Eighty-three (83) members of the House of Representatives wrote to HHS Secretary Alex Azar and urged him to move forward with a proposal that would effectively eliminate retroactive pharmacy DIR fees by requiring all pharmacy concessions be accounted for at the pharmacy counter.
Two pieces of legislation aimed at bringing greater transparency into pharmacy DIR fees and MAC pricing gained support with H.R. 1038, which addresses retroactive pharmacy DIR fees, gaining 84 sponsors in the House of Representatives.

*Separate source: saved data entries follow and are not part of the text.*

PR #1894, opened 2026-04-16
TokenSource - add some more comprehensive tests

1egoman:
After the recent situation where a hosted agent broke due to a backwards incompatible protobuf message change which was not being handled properly (https://github.com/livekit/client-sdk-js/pull/1889), it made me realize that some more comprehensive integration tests of `TokenSource` would have caught this prior to merging. Previously, there were just some unit tests for utility functions that the `TokenSource` used but nothing comprehensive.

So, this pull request adds:
1. One more case to the previously existing unit tests to test token parsing specifically to ensure that extra fields are skipped
2. A more comprehensive test suite running through the whole `TokenSourceConfigurable` surface area, testing request/response serialization+deserialization, token caching behavior (another thing [there were some recent changes](https://github.com/livekit/client-sdk-js/pull/1839) made to), and synchronization between concurrent token fetches.

### DIFF
--- a/src/room/token-source/TokenSource.test.ts
+++ b/src/room/token-source/TokenSource.test.ts
@@ -1,37 +1,60 @@
 /* eslint-disable @typescript-eslint/no-unused-vars */
-import { afterEach, beforeEach, describe, expect, it, vi } from 'vitest';
+import { describe, expect, it, vi } from 'vitest';
+import { sleep } from '../utils';
 import { TokenSource } from './TokenSource';
-import { TokenSourceFetchOptions } from './types';
-import { RoomConfiguration } from '@livekit/protocol';
+import { TOKENS } from './test-tokens';
+import { TokenSourceFetchOptions, TokenSourceResponseObject } from './types';
 
 const EXAMPLE_FETCH_OPTIONS: TokenSourceFetchOptions = {
-  roomName: "room name",
-  participantName: "participant name",
-  participantIdentity: "participant identity",
+  roomName: 'room name',
+  participantName: 'participant name',
+  participantIdentity: 'participant identity',
   participantMetadata: '{"example": "metadata here"}',
   participantAttributes: {},
 
-  agentName: "agent name",
+  agentName: 'agent name',
   agentMetadata: '{"example": "agent metadata here"}',
 };
 
 const EXAMPLE_TOKEN_ENDPOINT_RESPONSE_JSON = {
   server_url: 'wss://localhost:7000',
-  participant_token: 'bogus token'
+  participant_token: 'bogus token',
 };
+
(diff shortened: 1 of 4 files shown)


src/room/token-source/utils.test.ts
```diff
@@ -60,6 +41,17 @@ describe('decodeTokenPayload', () => {
...
+    const payload = decodeTokenPayload(TOKENS.EXTRA_FIELDS);
+    expect(payload.roomConfig?.name).toBe('test room name');
+    expect(payload.roomConfig?.agents).toHaveLength(1);
+    expect(payload.roomConfig?.agents![0].agentName).toBe('test agent name');
+    expect(payload.roomConfig?.agents![0].metadata).toBe('test agent metadata');
+
+    // Make sure the extra fields aren't in the payload, just the ones in the protobuf
+    expect((payload.roomConfig as any)?.extraField).toBeUndefined();
+    expect((payload.roomConfig?.agents![0] as any)?.extraField).toBeUndefined();
+  });
```
1egoman, line 54: Note to reviewers - this test specifically ensures the below type case that was discovered in production works:

```tsx
const serverGeneratedRoomConfiguration = { /* other fields */, tags: {} };
// (gets sent to client with older @livekit/protocol)
RoomConfiguration.fromJson(serverGeneratedRoomConfiguration) // <= this was throwing an error
```

src/room/token-source/TokenSource.test.ts
```diff
@@ -0,0 +1,337 @@
...
+    await Promise.all([
+      tokenSource.fetch({ roomName: 'room-1' }),
+      tokenSource.fetch({ roomName: 'room-2' }),
+      tokenSource.fetch({ roomName: 'room-3' }),
+    ]);
+
+    // The mutex should ensure only one fetch runs at a time
+    expect(maxConcurrentCalls).toStrictEqual(1);
+    expect(customFn).toHaveBeenCalledTimes(3);
+  });
```
1egoman, line 336: @lukasIO It would be good to get confirmation from you that is a good test to validate the changes you made in https://github.com/livekit/client-sdk-js/pull/1839.

davidzhao (approved):
lgtm

thomasyuill-livekit (approved):
LGTM

src/room/token-source/TokenSource.test.ts
lukasIO: looks good! but I think it's more relevant to the `force` test above

lukasIO (approved):

src/room/token-source/test-tokens.ts
lukasIO, line 1: we should add this to the tsconfig exclude so that it doesn't end up unintentionally in the bundle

Current number of sponsors of all priority bills sought by pharmacy, including WVPA, are: Pharmacy DIR fees (S. 413) 15 Senators and (H.R. 1038) 84 Representatives; Generic drug pricing transparency – MAC legislation – (H.R. 1316) 55 Representatives; Pharmacy choice in Medicare Part D (S. 1044) 5 Senators and (H.R. 939) 34 Representatives; Provider status (S. 109) 53 Senators and (H.R. 592) 282 Representatives; and Compounding (H.R. 2871) 62 Representatives.

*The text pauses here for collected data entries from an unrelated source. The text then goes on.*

PR #1895, opened 2026-04-17
Harden extension computation and retry publishing on negotiation failure

lukasIO:


src/room/PCTransport.ts
```diff
@@ -609,9 +613,6 @@ export default class PCTransport extends EventEmitter {
       if (this.ddExtID === 0) {
         let maxID = 0;
         sdp.media.forEach((m) => {
-          if (m.type !== 'video') {
```
lukasIO, line 613: this is supposed to ensure that we're not reusing any extension ids (be it audio or video)

boks1971 (approved):
lgtm, but would be good to get another set of 👀 as I do not understand all the nuances of paths invoved.

lukasIO:
going to merge this for now.

@1egoman if you get a chance, I'd appreciate your 👀 on it still

1egoman (commented):
@lukasIO Like raja I am not exactly sure I fully understand all the pieces in play here but nothing looks incredibly concerning to me.

PR #1877, opened 2026-04-09
Improve ordering of resolving waitForBufferStatus calls

lukasIO:

PR #1896, opened 2026-04-17
fix: avoid attaching a new Closing event listener for each waitForBufferStatusLow call

1egoman:
In the `waitForBufferStatusLow` method of RTCEngine, a bunch of this.once calls are currently being made to listen for `RTCEngine` `Closing` events. This can result potentially in errors like the below if `waitForBufferStatusLow` is called at a high rate (the below was captured in firefox, fwiw):

```
MaxListenersExceededWarning: Possible EventEmitter memory leak detected. 11 closing  
listeners added. Use emitter.setMaxListeners() to increase limit                     
    _addListener events.js:211                                                       
    addListener events.js:227                                                        
    once events.js:257                                                               
    waitForBufferStatusLow RTCEngine.ts:1569                                         
    __awaiter livekit-client.esm.mjs:8244                                            
    __awaiter livekit-client.esm.mjs:8240                                            
    waitForBufferStatusLow RTCEngine.ts:1561                                         
    TypedPromise TypedPromise.ts:8                                                   
    waitForBufferStatusLow RTCEngine.ts:1561                                         
    __awaiter livekit-client.esm.mjs:8244                                            
    __awaiter livekit-client.esm.mjs:8240                                            
    waitForBufferStatusLow livekit-client.esm.mjs:21539                              
    sendLossyBytes RTCEngine.ts:1499                                                 
    fulfilled livekit-client.esm.mjs:8241                                            
    promise callback*step livekit-client.esm.mjs:8243                                
    __awaiter livekit-client.esm.mjs:8244                                            
    __awaiter livekit-client.esm.mjs:8240                                            
    sendLossyBytes RTCEngine.ts:1485                                                 
    Room Room.ts:294                                                                 
    emit events.js:153                                                               
    tryProcessAndSend OutgoingDataTrackManager.ts:157                                
```

While this seems to have been a problem in theory for a while, the recent shift to listening to `bufferedamountlow` events in https://github.com/livekit/client-sdk-js/pull/1877 rather than `await sleep(10)` in a loop I think has made this inadvertently worse, as the `sleep`s previously were giving the listeners time to drain and keeping the RtcEngine listener count below the threshold.

So instead, listen once and fan out that single event to all in flight `waitForBufferStatusLow` calls.

### DIFF
--- a/src/room/RTCEngine.ts
+++ b/src/room/RTCEngine.ts
@@ -1594,13 +1594,9 @@ export default class RTCEngine extends (EventEmitter as new () => TypedEventEmit
           return;
         }
         this.bufferStatusLowClosingFuture.promise.catch((e) => reject(e));
-        dc.addEventListener(
-          'bufferedamountlow',
-          () => resolve(),
-          {
-            once: true,
-          },
-        );
+        dc.addEventListener('bufferedamountlow', () => resolve(), {
+          once: true,
+        });
       }
     });
   }
--- a/src/room/RTCEngine.ts
+++ b/src/room/RTCEngine.ts
@@ -250,7 +250,7 @@ export default class RTCEngine extends (EventEmitter as new () => TypedEventEmit
   /** used to indicate whether the browser is currently waiting to reconnect */
   private isWaitingForNetworkReconnect: boolean = false;
 
-  private bufferStatusLowClosingFuture = new Future<void, UnexpectedConnectionState>();
+  private bufferStatusLowClosingFuture = new Future<never, UnexpectedConnectionState>();
 
   constructor(private options: InternalRoomOptions) {
     super();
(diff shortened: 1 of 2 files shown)


1egoman:
I ran the end to end tests, and got a few failures which looked to be just flaky tests. So I don't think this broke anything.

src/room/RTCEngine.ts
```diff
@@ -249,6 +250,8 @@ export default class RTCEngine extends (EventEmitter as new () => TypedEventEmit
   /** used to indicate whether the browser is currently waiting to reconnect */
   private isWaitingForNetworkReconnect: boolean = false;
 
+  private bufferStatusLowClosingFuture = new Future<void, UnexpectedConnectionState>();
```
lukasIO: nit: should this be `new Future<never, UnexpectedConnectionState>()`

lukasIO (approved):

src/room/RTCEngine.ts
1egoman: Good point, updated. 1e97f7cb

PR #1900, opened 2026-04-20
fix: ensure updated tokens get set on the regionUrlProvider

lukasIO:
and a small refactor to avoid the duplicate ownership of regionUrlProvider in both room and engine

closes #1849

### DIFF
--- a/src/room/RTCEngine.ts
+++ b/src/room/RTCEngine.ts
@@ -332,7 +332,6 @@ export default class RTCEngine extends (EventEmitter as new () => TypedEventEmit
         this.shouldFailOnV1Path = false;
         throw ConnectionError.serviceNotFound('Simulated v1 path failure', 'v0-rtc');
       }
-      log.warn('joining signal with ', url);
       const joinResponse = await this.client.join(
         url,
         token,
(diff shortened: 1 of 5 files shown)


src/room/RTCEngine.ts
```diff
@@ -1137,11 +1133,6 @@ export default class RTCEngine extends (EventEmitter as new () => TypedEventEmit
     this.log.debug(`reconnecting in ${delay}ms`, this.logContext);
 
     this.clearReconnectTimeout();
-    if (this.token && this.regionUrlProvider) {
-      // token may have been refreshed, we do not want to recreate the regionUrlProvider
-      // since the current engine may have inherited a regional url
-      this.regionUrlProvider.updateToken(this.token);
-    }
```
1egoman, line 1144: question: Should there also be a `this.emit(EngineEvent.TokenRefreshed, token);` here?

1egoman (approved):

src/room/RTCEngine.ts
lukasIO: good question. this should not be needed anymore as we're passing the token along at each token refreshed event, adding it nonetheless to ensure this isn't breaking any previous expectations.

NCPA and NACDS recently sent a letter to CMS offering recommendations for measuring quality at the pharmacy level in the Part D program. The suggestions focused on defining pharmacy quality within the Medicare Part D program, holding plans accountable for determining performance-based payments based on standardized, achievable and proven criteria that measure individual pharmacy performance, and bonusing/penalizing performance separate from the cost of the medication.
New data shows how PBMs manipulate the drug pricing system to their benefit. Among the findings: PBMs are reaping large Medicaid windfalls on generic drugs, not brand-name drugs and in numerous instances, after a brand-name drug loses patent protection and generics hop onto the scene, the costs of that drug decrease dramatically. This is information that community pharmacy has experience for years, but this reporting is backed by hard data.
FDA Commissioner Scott Gottlieb issued a statement on the agency’s ongoing efforts to maintain safety and quality standards on compounded drugs. He specifically called out topical pain creams as an example, noting that clinicians and patients may be unaware of the safety risks or lack of effectiveness with ingredients included in those creams that haven’t been approved for topical administration.
The Joint Commission released a proposal to revise the requirements in National Patient Safety Goal (NPSG) 03.05.01, Reducing Harm from Anticoagulant Therapy. The new and revised requirements address the use of the new direct oral anticoagulant ((DOAC) medications, and include drug selection, dosing and monitoring, bleeding reversal, perioperative management, and adverse drug events.
The National Institute on Drug Abuse (NIDA) has released a new online screening tool to help assess a patient’s risk for substance misuse and substance use disorder and assist healthcare providers with prevention and treatment.